Makinacıların enerjisi
Naci İRİS
Elektrik Yüksek Müh. & İşletme Bilim Uzmanı
Gebze Teknik Üniversitesi’nde geçtiğimiz günlerde Makine Mühendisleri Odası’nca düzenlenen bir “Enerji Verimliliği” etkinliği vardı. Enerji alanında çalışan birisi olarak etkinlik haber verilir verilmez programı detaylıca inceledim. Etkinlikte gerçekten enerji verimliliğine değinecek oturum sayısı o kadar azdı ki, bir oturuma kendim, bir oturuma da ekipteki arkadaşların katılmasını makul buldum.
Etkinliğin olduğu alan üniversite yerleşkesi her yönüyle mükemmeldi, bu vesile ile gerek üniversite eğitim ortamı, gerekse bu tür etkinliklere zemin hazırlaması açısından üniversite yönetimini tebrik ediyorum.
Katıldığım oturum ne yazık ki konuşmacılardan bir eksikle başladı ve bir sunum hariç diğer konuşmacılar firma tanıtımı modunda bir hazırlık yapmışlar. Salonda oturan üniversite öğrencilerinin istifade ettiği şey, teknik bilgiden ziyade girişimcilik yönü olmuştur. Sektör çalışanları ise, bu sunumlardan ancak konu hakkında bir ihtiyacı varsa bir iş görüşmesi öncesi firma ve çalışmaları hakkında bilgi alacağı ortamla karşılaşmıştır.
Bildiğiniz üzere, üniversitelerin makine mühendisliği eğitiminin son yılında (üniversitelere göre farklılıklar var) öğrenciler şu alanlardan birisini seçmek suretiyle o alanın derslerinin ağırlıklı verildiği bir eğitime yönlendirilirler. Makine mühendisliği branşlaşma alanları (anabilim dalları); imalat ve konstrüksiyon, makine tasarımı ve malzeme mekaniği, otomotiv, mekatronik ve robotlar, otomasyon ve kontrol, biyomekanik ile enerjidir.
Makine Mühendislerinin enerji alanındaki etkinlik alanının daha çok türbin vb. mekanik ekipmanlara yoğunlaştığını düşünürdüm. Ancak etkinlikte gördüm ki, enerji alanında elektrik mühendisliği çalışma sahasına girmişler, hatta ileriye geçmişler. Tabi bu arada elektrik konusunda konuşurken bol miktarda gaf yapmaktan geri durmuyorlar, çünkü o terimlere çok alışık olmadıkları için ve hatta tam olarak neyi kastettiğini bilmedikleri için.

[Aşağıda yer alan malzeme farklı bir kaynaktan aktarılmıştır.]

PR #242, opened 2026-09-05
test(tooling): give ui-foundation-check the fixture its rules require

NorbertBodziony:
Follows #240, which widened this guard. This one makes the guard checkable.

## Why

Every GritQL rule here owns a fixture proving both halves — the lines it must reject, marked
`// flag`, and the correct neighbour it must leave alone. AGENTS.md says why: *"A pattern that
matches nothing is green and enforces nothing."*

`scripts/ui-foundation-check.ts` enforces **eleven checks and owned no fixture at all**. That is how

Burada makine mühendislerine bir eleştiri yaptığım zannedilmesin, bir mühendis olarak özeleştiri yapıyorum. Enerji gibi multidisipliner yaklaşım gerektiren konularda mühendisler güç birliği yapmalılar. Onu vurgulamak istiyorum. Benzer şekilde elektrik mühendislerinin yenilenebilir enerji alanında daha ön plana çıkmalarına ihtiyaç var.
Belki üniversitelerde bir elektrik mühendisinin bir güneş santrali kurulumundaki süreci gerek teknik boyutuyla, gerek bürokratik boyutuyla, gerek hesaplama/mali boyutuyla, gerek sunum/pazarlama boyutuyla ve gerekse saha çalışmaları boyutuyla detaylıca öğrenmelerine ortam hazırlanmalı (böyle bir eğitim verilmiyorsa). Ancak o zaman elektrik mühendisleri bu konuda özgüvene sahip olur ve piyasada kendi alanıyla ilgili bu konuda pastadan pay almayı başarabilir diye düşünüyorum.
Çünkü dünyada sıfır karbon ve fosil yakıtlarının kullanımının azaltılması hedeflerinden ötürü bir elli yıl bu alanda (yetişmiş) çok elemana ihtiyaç var ve olmaya da devam edecek.
Bu vesile ile bizleri de yetiştiren büyüklerimize, yenilenebilir enerji konusunda gençleri özendiren öğretim üyelerine saygılarımı sunuyorum.